* [Assignment]:
Each line that holds the string "BoltzSwapService" counts once. Say how many such lines the entries have, giving the number only.

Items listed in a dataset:
--- START ---

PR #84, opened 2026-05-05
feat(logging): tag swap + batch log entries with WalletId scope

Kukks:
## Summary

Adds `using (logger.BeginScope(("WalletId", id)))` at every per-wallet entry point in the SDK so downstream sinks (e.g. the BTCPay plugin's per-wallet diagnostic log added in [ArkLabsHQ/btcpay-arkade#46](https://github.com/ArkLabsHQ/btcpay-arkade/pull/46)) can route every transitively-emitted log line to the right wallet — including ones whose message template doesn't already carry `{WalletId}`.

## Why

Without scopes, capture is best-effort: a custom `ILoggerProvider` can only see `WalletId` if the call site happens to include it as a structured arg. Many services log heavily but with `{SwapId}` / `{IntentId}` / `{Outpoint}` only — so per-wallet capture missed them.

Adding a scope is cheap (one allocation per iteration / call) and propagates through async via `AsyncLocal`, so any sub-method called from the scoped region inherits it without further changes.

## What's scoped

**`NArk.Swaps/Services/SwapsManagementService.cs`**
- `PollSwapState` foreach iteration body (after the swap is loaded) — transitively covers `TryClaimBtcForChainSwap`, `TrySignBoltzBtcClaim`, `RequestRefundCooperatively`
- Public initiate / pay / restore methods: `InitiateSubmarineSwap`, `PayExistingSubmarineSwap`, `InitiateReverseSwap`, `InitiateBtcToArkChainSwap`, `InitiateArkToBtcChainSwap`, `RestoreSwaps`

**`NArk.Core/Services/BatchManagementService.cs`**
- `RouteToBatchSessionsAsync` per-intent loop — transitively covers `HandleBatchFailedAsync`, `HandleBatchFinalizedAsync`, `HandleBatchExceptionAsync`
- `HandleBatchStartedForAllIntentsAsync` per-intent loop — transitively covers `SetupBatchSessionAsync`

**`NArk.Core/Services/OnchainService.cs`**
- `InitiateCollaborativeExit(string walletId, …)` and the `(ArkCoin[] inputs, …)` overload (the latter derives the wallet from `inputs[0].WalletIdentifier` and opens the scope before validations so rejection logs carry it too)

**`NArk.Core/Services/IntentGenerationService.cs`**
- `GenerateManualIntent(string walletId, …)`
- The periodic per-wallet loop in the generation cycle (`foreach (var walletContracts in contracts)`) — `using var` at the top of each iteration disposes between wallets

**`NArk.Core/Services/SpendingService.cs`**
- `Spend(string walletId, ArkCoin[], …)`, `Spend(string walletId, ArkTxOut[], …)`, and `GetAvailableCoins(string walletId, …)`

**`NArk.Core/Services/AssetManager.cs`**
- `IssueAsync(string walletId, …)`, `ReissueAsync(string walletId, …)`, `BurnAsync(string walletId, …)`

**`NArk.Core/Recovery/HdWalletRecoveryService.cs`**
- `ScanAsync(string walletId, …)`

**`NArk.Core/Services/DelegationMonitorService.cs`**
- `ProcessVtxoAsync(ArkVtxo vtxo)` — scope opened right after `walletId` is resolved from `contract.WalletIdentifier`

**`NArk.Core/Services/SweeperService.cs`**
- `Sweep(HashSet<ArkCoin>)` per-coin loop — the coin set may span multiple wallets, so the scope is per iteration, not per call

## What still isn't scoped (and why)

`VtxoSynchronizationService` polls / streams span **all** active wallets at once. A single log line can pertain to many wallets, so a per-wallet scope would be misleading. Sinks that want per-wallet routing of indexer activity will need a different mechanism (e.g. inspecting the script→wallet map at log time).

--- END ---
--- START ---

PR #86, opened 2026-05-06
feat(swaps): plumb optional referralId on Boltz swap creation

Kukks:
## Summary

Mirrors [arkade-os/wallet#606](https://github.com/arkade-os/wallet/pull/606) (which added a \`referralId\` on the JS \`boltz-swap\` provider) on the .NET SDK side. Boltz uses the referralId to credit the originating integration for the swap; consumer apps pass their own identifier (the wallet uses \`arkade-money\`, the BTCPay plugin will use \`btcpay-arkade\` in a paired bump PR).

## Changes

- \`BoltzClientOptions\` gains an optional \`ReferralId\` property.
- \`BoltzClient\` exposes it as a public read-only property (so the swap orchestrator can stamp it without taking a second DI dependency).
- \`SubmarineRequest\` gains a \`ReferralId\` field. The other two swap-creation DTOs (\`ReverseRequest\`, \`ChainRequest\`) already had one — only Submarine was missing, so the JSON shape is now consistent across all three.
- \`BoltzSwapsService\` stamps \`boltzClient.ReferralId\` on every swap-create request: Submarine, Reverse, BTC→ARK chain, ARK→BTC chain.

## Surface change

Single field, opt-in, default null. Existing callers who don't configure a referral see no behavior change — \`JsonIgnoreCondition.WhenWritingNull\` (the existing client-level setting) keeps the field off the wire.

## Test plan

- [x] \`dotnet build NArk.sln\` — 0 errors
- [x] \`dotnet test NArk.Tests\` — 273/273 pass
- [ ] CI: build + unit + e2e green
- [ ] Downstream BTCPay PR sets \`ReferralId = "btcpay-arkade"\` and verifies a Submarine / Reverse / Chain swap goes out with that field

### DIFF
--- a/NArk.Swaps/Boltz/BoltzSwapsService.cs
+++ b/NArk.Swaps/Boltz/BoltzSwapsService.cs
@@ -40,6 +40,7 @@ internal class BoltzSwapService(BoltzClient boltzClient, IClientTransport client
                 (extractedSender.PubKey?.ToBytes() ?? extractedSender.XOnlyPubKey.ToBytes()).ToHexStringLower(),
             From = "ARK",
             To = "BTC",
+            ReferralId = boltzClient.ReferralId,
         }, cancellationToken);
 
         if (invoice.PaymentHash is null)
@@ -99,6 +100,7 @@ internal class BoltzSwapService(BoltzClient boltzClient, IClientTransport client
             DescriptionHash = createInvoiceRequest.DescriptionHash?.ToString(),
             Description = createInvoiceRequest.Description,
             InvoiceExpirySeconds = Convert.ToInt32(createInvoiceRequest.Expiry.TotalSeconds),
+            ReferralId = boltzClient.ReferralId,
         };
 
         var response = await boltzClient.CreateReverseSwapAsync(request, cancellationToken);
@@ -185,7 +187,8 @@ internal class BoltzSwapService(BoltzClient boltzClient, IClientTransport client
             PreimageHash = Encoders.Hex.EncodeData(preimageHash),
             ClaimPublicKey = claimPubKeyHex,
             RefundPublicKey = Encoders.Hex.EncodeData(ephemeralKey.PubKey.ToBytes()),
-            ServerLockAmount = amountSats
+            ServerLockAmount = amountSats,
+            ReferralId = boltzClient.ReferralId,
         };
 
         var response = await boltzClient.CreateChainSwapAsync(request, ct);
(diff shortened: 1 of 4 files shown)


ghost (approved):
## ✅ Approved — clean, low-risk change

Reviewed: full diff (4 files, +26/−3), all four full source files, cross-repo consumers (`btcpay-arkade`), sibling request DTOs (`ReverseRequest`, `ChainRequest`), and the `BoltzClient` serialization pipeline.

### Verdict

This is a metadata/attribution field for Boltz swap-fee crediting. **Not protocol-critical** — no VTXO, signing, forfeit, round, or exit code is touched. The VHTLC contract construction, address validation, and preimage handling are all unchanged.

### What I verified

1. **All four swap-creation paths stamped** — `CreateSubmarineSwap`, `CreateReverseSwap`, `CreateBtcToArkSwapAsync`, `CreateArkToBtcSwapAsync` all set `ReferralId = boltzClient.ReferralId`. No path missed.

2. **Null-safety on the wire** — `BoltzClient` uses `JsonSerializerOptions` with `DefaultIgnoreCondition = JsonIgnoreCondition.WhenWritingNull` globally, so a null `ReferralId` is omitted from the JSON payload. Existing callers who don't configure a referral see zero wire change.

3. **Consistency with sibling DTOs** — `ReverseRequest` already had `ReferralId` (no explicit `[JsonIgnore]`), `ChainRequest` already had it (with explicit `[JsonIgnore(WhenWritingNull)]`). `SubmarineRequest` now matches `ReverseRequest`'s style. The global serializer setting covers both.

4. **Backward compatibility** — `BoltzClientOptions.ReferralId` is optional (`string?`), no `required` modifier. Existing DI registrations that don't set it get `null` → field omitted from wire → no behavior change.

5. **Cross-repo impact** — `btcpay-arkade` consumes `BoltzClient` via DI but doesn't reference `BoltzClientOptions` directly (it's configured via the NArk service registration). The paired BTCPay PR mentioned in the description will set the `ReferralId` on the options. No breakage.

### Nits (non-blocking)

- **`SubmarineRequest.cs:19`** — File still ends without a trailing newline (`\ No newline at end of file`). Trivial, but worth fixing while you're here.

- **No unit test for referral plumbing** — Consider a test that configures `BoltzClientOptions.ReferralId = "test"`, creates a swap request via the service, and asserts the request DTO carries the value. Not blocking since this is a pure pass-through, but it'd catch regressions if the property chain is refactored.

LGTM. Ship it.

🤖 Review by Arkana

--- END ---
--- START ---

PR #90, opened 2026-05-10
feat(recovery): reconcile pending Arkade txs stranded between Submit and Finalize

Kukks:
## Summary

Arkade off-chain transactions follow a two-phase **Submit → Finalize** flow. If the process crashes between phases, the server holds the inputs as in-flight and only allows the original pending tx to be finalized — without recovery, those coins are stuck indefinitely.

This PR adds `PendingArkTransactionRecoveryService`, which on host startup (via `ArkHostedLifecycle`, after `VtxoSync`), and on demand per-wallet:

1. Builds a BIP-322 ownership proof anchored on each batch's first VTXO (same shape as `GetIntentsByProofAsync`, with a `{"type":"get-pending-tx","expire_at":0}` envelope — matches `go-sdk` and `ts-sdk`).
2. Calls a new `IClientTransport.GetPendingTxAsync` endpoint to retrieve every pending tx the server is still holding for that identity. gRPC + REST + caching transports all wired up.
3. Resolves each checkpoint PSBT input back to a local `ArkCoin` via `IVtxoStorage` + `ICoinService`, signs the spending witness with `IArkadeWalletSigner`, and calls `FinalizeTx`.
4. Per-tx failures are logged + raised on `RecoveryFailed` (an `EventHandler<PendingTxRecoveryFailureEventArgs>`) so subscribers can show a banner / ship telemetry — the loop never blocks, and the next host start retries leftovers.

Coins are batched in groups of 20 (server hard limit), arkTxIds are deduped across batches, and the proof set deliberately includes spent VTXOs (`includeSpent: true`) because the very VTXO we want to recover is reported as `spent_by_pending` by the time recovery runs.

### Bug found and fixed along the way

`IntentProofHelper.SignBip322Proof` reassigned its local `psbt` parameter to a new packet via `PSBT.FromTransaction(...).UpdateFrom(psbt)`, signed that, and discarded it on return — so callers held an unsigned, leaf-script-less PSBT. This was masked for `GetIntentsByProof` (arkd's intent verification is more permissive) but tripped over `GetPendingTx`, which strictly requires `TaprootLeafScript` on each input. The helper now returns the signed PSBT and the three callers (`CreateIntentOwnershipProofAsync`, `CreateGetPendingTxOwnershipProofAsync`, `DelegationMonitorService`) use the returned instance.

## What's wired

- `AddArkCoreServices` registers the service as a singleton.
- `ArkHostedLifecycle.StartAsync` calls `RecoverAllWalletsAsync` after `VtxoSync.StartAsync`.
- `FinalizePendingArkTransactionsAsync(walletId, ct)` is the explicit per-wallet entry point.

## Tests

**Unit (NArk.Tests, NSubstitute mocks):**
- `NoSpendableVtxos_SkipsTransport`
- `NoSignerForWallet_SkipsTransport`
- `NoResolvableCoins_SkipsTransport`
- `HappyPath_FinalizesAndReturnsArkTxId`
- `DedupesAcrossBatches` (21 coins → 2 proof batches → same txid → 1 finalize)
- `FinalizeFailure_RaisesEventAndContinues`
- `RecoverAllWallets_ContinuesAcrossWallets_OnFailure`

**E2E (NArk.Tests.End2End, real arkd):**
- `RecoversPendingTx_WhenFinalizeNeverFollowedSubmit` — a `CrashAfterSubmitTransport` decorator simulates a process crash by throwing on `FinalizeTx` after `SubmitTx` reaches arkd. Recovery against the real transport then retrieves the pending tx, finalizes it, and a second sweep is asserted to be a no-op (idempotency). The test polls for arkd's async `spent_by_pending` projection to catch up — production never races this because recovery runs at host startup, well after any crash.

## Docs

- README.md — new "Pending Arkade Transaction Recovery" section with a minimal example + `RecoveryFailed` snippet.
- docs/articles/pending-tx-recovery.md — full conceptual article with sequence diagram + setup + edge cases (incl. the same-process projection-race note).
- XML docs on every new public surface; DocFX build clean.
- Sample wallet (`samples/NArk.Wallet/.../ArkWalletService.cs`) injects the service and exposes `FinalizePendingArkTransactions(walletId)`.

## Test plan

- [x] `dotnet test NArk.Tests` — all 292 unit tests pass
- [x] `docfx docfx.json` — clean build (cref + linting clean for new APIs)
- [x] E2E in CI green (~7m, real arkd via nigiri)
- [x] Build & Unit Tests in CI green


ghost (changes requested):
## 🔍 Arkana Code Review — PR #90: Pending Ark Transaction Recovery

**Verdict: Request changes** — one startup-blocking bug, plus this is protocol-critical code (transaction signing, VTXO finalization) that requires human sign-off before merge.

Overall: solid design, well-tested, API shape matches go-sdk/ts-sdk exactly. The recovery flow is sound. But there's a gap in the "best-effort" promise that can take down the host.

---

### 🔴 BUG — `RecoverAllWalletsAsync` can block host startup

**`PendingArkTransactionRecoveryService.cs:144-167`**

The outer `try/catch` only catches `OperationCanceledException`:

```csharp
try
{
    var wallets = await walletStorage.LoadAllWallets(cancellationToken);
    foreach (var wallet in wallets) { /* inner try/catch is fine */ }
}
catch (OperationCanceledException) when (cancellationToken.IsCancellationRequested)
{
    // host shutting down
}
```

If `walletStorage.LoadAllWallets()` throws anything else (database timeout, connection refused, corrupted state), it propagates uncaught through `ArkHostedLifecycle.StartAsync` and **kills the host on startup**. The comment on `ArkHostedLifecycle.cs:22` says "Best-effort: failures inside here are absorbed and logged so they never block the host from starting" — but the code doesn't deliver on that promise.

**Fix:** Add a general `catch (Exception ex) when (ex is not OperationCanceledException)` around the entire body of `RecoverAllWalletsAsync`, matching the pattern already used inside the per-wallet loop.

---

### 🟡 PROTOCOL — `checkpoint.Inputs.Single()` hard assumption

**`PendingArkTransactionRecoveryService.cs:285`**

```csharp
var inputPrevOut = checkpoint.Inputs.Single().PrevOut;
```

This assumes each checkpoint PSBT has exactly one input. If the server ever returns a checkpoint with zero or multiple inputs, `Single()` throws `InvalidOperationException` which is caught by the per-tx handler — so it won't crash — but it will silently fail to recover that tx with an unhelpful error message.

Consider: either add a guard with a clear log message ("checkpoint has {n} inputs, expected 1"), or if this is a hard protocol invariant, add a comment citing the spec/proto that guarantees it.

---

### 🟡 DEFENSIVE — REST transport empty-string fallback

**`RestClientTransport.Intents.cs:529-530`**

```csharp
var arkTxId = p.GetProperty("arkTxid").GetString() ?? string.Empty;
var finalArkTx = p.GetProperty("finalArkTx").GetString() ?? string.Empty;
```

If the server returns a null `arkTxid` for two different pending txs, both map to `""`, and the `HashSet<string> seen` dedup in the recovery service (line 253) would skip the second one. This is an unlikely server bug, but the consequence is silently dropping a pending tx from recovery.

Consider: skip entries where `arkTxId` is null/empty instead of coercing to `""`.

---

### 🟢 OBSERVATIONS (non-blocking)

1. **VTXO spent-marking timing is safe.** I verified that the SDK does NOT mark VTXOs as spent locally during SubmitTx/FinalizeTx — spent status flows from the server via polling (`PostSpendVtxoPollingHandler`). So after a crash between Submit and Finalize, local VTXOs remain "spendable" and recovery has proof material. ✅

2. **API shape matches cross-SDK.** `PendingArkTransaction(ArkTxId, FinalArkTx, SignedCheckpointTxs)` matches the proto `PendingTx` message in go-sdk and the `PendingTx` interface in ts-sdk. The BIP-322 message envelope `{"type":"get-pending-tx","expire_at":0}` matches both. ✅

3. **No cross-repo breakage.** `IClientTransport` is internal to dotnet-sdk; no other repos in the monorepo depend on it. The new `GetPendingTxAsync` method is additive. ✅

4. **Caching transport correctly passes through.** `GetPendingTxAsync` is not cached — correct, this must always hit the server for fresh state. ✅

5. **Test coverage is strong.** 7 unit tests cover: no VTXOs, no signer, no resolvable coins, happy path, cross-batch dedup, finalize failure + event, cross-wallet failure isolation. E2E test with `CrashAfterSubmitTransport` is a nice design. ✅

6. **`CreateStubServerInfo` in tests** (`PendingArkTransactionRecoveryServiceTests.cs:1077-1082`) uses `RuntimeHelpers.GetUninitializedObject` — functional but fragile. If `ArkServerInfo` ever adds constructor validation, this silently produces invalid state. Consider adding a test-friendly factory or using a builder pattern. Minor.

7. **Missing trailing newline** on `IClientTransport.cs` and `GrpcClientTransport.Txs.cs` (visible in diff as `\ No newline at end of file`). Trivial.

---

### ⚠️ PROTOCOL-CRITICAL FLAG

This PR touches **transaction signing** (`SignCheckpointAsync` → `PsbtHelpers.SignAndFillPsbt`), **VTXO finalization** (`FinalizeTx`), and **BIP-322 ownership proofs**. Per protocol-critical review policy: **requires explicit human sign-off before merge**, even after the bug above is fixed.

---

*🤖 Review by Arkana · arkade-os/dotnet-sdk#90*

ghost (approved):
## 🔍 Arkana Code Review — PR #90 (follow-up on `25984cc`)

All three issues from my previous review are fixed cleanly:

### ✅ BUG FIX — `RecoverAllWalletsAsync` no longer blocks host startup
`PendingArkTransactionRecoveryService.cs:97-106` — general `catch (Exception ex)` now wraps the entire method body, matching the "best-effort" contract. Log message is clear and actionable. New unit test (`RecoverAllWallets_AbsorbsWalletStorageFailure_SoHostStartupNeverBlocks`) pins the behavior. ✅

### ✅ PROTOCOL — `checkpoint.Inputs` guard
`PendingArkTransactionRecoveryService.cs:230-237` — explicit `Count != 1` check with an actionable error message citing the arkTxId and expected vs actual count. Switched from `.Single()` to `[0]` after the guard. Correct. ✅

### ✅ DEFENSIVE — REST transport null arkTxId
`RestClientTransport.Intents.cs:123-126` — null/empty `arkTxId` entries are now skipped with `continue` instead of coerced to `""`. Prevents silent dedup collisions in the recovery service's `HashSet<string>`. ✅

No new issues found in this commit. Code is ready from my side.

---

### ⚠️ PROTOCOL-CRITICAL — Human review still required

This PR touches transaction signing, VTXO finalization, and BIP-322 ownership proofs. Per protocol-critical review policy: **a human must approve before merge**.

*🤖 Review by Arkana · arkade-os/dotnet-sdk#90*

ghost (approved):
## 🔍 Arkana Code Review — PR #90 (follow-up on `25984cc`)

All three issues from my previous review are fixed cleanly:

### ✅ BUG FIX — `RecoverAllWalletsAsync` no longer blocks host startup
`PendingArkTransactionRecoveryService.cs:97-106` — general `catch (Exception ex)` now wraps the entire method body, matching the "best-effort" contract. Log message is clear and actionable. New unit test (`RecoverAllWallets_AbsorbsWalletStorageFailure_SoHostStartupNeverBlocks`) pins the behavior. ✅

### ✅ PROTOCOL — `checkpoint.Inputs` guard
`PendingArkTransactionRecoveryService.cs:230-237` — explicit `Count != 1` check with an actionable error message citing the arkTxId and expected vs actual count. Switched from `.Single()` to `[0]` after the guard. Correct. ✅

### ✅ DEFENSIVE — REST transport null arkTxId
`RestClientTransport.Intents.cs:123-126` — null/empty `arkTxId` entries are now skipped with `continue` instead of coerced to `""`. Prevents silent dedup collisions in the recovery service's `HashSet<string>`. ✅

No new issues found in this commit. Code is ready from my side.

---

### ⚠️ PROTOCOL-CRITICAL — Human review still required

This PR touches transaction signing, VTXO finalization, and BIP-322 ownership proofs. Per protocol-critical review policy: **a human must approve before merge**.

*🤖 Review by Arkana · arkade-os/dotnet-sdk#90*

--- END ---

* [Result]:
3